## Problem
From the line holding "- CEL rejects Hostname + Deployment" to the final line below, restate each line word for word and add nothing.
[Opening Data section]
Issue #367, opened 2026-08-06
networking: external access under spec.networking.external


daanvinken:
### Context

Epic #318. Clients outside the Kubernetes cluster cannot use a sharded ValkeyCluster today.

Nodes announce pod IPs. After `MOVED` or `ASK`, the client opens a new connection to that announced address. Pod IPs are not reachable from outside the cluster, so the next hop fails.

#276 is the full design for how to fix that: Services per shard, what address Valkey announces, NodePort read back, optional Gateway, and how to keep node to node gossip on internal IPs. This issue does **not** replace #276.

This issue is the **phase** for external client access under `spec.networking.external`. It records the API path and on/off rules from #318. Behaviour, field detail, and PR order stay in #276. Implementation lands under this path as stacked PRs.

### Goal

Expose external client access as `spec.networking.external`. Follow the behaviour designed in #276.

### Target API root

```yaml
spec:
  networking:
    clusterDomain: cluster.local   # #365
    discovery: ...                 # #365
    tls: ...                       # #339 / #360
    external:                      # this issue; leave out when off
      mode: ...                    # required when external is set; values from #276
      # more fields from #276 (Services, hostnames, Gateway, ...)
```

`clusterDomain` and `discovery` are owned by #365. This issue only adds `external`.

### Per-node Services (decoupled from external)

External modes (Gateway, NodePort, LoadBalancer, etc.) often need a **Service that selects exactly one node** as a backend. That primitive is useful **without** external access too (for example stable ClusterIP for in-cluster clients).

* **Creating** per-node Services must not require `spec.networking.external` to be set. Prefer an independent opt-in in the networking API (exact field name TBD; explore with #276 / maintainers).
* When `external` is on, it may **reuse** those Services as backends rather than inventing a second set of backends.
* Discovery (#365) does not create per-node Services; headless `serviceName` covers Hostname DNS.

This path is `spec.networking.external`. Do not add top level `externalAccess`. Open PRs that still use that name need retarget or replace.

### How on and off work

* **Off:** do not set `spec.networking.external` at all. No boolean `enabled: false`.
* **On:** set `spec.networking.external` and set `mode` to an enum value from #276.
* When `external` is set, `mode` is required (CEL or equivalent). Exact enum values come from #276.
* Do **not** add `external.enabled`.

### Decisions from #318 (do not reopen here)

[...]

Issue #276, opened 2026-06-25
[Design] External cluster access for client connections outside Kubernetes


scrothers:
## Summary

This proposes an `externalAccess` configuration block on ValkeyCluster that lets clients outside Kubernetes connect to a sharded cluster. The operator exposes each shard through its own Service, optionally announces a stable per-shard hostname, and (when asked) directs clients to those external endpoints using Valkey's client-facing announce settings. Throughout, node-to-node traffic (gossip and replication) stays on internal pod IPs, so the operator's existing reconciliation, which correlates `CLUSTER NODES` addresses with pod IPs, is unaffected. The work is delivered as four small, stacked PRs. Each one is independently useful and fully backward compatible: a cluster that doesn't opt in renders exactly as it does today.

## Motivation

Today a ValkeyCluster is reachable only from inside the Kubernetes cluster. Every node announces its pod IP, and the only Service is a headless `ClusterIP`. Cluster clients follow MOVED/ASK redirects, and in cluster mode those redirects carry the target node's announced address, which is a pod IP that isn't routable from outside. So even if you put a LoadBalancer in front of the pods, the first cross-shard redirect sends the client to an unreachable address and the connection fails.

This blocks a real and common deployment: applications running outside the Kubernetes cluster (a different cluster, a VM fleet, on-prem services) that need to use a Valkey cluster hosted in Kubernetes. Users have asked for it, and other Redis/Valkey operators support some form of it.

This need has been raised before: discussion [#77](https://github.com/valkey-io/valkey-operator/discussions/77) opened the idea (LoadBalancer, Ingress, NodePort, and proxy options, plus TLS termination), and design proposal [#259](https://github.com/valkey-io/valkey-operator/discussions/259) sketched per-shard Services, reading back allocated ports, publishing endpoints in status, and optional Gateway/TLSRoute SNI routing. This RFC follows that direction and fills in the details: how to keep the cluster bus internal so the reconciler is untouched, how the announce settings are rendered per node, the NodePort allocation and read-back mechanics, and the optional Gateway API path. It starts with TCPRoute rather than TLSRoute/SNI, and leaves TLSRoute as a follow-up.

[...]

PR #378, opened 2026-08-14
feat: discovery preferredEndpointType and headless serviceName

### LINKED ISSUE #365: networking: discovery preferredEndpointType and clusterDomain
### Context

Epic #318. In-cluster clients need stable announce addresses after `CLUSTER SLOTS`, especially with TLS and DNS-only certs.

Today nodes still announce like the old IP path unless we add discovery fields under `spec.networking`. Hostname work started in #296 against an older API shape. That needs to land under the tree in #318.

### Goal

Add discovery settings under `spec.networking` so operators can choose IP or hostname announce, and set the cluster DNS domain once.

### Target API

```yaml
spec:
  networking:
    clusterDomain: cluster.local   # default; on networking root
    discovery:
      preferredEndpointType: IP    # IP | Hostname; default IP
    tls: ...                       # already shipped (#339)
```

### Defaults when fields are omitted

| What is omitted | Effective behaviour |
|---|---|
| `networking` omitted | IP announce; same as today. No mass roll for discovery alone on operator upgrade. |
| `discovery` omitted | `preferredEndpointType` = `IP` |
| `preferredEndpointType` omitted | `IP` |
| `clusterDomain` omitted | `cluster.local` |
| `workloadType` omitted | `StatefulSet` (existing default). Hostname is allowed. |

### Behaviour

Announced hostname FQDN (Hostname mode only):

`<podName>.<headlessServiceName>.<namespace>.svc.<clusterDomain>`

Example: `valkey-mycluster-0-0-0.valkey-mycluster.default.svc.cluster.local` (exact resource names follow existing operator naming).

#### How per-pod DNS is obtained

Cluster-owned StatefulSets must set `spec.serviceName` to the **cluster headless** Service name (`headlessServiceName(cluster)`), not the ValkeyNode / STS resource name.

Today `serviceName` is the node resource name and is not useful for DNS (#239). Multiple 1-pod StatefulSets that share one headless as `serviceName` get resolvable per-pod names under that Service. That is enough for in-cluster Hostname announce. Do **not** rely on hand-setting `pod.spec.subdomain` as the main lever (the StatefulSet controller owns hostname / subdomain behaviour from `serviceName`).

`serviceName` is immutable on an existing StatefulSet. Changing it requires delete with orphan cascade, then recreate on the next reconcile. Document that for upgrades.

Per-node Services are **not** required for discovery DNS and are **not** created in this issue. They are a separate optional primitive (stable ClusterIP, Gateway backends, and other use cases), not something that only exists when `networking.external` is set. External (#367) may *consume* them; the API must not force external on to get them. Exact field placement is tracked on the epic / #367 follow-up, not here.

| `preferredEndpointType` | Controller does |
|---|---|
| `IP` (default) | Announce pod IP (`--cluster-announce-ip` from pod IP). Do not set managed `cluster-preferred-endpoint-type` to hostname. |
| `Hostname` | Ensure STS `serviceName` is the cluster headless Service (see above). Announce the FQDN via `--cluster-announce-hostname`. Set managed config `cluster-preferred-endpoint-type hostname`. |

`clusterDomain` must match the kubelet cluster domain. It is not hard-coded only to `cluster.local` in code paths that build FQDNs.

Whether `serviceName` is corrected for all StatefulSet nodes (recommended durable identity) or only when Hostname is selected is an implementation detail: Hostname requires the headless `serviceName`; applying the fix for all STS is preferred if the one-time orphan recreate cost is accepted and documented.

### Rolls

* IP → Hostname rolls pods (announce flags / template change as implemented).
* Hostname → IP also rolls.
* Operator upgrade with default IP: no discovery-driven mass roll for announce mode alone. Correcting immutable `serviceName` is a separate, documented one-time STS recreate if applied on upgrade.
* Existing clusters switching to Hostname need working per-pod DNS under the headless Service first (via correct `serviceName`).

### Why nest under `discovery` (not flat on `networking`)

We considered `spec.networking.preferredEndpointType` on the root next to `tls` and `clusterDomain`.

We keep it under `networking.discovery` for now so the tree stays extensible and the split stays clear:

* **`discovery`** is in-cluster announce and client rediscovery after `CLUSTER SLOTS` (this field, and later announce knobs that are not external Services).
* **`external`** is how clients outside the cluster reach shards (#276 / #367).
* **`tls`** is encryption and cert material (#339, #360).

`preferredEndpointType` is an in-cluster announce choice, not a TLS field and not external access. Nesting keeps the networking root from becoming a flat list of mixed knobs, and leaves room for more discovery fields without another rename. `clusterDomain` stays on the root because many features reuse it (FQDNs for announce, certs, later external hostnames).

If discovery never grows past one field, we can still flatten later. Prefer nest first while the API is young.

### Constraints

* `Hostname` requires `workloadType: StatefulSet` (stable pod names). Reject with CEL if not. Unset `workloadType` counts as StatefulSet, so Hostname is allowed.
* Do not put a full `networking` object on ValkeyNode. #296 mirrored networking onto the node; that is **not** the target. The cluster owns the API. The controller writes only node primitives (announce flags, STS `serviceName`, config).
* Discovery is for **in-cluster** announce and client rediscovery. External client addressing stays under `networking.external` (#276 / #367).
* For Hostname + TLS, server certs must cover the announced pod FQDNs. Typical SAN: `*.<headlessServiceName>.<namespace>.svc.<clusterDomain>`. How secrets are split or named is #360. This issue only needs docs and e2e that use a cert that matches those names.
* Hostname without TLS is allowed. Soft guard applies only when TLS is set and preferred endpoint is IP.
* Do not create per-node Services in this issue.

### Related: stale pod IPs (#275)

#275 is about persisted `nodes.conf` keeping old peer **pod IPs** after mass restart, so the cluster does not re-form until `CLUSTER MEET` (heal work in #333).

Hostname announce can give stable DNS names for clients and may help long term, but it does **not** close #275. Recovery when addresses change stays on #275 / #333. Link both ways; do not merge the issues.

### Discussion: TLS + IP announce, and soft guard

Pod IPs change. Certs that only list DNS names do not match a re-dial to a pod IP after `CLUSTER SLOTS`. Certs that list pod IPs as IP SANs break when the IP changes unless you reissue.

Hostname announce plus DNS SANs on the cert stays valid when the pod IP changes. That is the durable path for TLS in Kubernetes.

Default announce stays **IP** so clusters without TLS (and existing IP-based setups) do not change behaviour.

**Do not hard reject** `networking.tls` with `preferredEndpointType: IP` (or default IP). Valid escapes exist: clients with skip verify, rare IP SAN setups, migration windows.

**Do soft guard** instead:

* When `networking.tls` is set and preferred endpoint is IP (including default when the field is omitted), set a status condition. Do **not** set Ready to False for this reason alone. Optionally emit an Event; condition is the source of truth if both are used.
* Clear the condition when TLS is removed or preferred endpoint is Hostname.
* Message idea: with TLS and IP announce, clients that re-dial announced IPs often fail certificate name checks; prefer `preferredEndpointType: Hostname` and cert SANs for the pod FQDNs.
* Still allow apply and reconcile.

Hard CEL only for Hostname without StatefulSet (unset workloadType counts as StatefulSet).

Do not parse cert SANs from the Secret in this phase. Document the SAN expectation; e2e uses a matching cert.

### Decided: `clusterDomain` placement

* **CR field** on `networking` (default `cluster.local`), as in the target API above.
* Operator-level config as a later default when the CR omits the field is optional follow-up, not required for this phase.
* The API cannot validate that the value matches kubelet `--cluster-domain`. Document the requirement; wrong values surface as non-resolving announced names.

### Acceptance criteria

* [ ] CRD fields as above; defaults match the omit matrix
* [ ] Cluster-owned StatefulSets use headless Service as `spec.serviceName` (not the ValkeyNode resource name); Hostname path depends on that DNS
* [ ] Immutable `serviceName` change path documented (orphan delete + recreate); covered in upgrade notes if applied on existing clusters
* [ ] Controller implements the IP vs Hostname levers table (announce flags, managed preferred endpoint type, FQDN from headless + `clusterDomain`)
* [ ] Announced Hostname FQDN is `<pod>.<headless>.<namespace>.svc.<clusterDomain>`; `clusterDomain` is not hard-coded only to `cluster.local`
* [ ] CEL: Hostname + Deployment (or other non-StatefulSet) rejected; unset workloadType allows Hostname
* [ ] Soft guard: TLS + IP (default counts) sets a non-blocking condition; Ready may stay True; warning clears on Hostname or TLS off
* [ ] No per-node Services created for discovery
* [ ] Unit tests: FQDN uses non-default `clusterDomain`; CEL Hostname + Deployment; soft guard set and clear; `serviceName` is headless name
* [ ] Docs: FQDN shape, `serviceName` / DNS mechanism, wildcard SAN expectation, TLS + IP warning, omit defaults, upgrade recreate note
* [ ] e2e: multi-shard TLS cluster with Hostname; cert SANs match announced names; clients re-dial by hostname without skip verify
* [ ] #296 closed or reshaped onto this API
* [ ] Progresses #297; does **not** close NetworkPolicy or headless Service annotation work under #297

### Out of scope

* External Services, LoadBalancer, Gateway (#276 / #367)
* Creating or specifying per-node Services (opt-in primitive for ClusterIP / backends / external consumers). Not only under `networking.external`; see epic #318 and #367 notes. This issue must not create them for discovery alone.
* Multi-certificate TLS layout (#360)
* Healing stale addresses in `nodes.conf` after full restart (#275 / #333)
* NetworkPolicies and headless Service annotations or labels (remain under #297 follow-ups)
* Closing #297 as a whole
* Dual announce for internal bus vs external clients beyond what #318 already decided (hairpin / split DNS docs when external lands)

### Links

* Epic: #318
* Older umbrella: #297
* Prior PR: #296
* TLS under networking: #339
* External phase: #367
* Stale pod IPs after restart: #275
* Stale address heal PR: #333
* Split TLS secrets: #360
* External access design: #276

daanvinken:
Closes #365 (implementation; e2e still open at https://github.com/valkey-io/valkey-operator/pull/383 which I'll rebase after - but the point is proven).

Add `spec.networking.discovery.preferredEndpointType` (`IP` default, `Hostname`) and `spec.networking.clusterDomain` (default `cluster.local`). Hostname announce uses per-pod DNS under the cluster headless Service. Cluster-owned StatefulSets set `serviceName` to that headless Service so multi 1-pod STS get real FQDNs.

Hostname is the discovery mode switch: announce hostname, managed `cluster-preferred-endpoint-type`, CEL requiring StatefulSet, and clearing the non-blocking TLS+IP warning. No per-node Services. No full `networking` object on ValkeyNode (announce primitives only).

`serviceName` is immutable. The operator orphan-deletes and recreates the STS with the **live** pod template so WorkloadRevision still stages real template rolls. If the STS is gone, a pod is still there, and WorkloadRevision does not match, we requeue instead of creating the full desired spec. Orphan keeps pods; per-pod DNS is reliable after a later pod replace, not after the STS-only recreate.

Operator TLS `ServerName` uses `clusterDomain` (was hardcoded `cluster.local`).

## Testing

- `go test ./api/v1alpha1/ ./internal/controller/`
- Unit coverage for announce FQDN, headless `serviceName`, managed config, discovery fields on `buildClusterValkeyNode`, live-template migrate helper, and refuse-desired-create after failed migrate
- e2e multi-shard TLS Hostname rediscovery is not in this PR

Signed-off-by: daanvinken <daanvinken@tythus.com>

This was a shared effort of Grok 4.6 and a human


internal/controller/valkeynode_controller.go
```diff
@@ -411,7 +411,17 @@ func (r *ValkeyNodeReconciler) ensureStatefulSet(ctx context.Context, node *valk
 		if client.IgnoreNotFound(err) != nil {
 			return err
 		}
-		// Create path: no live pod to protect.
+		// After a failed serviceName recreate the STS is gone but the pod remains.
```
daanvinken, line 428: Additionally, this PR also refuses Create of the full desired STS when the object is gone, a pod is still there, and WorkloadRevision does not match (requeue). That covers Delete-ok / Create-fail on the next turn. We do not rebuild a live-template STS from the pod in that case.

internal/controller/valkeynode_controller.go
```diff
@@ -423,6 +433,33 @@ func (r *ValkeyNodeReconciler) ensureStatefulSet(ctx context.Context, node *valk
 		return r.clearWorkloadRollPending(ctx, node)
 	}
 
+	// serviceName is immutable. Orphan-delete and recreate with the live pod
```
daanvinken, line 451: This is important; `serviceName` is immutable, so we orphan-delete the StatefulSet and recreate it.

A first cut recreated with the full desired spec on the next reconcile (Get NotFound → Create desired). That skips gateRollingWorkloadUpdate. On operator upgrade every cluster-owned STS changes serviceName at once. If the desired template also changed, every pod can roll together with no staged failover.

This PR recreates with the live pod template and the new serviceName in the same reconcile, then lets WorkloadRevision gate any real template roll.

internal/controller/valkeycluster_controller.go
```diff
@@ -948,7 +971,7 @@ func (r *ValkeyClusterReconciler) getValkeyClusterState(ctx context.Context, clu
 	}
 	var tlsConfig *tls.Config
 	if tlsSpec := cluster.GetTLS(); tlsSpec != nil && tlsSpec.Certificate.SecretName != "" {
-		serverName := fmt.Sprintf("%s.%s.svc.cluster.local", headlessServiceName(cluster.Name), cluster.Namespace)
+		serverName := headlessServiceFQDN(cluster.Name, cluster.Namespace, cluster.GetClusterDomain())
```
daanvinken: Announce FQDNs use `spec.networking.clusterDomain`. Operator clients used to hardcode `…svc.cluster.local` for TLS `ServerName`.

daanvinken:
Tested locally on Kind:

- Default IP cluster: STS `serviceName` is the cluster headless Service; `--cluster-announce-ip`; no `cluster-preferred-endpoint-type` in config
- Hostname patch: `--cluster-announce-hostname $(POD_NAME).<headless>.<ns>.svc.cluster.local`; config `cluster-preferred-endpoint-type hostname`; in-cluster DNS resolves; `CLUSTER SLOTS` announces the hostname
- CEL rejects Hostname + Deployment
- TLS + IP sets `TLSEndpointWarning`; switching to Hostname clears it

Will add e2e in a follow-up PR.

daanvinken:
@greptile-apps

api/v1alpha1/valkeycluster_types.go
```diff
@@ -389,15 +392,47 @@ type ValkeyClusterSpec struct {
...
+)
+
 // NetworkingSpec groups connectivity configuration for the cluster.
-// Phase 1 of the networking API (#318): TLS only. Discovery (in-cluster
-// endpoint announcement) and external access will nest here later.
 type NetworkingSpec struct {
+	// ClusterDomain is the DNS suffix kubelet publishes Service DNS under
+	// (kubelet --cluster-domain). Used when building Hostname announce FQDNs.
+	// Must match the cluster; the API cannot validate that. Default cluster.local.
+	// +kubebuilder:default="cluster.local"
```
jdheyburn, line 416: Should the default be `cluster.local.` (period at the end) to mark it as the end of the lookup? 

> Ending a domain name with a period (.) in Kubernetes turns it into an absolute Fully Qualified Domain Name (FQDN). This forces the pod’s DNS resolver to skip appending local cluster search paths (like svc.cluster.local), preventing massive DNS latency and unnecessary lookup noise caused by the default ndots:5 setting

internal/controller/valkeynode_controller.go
[Closing Data section]
## Response box
- CEL rejects Hostname + Deployment
- TLS + IP sets `TLSEndpointWarning`; switching to Hostname clears it

Will add e2e in a follow-up PR.

daanvinken:
@greptile-apps

api/v1alpha1/valkeycluster_types.go
```diff
@@ -389,15 +392,47 @@ type ValkeyClusterSpec struct {
...
+)
+
 // NetworkingSpec groups connectivity configuration for the cluster.
-// Phase 1 of the networking API (#318): TLS only. Discovery (in-cluster
-// endpoint announcement) and external access will nest here later.
 type NetworkingSpec struct {
+	// ClusterDomain is the DNS suffix kubelet publishes Service DNS under
+	// (kubelet --cluster-domain). Used when building Hostname announce FQDNs.
+	// Must match the cluster; the API cannot validate that. Default cluster.local.
+	// +kubebuilder:default="cluster.local"
```
jdheyburn, line 416: Should the default be `cluster.local.` (period at the end) to mark it as the end of the lookup? 

> Ending a domain name with a period (.) in Kubernetes turns it into an absolute Fully Qualified Domain Name (FQDN). This forces the pod’s DNS resolver to skip appending local cluster search paths (like svc.cluster.local), preventing massive DNS latency and unnecessary lookup noise caused by the default ndots:5 setting

internal/controller/valkeynode_controller.go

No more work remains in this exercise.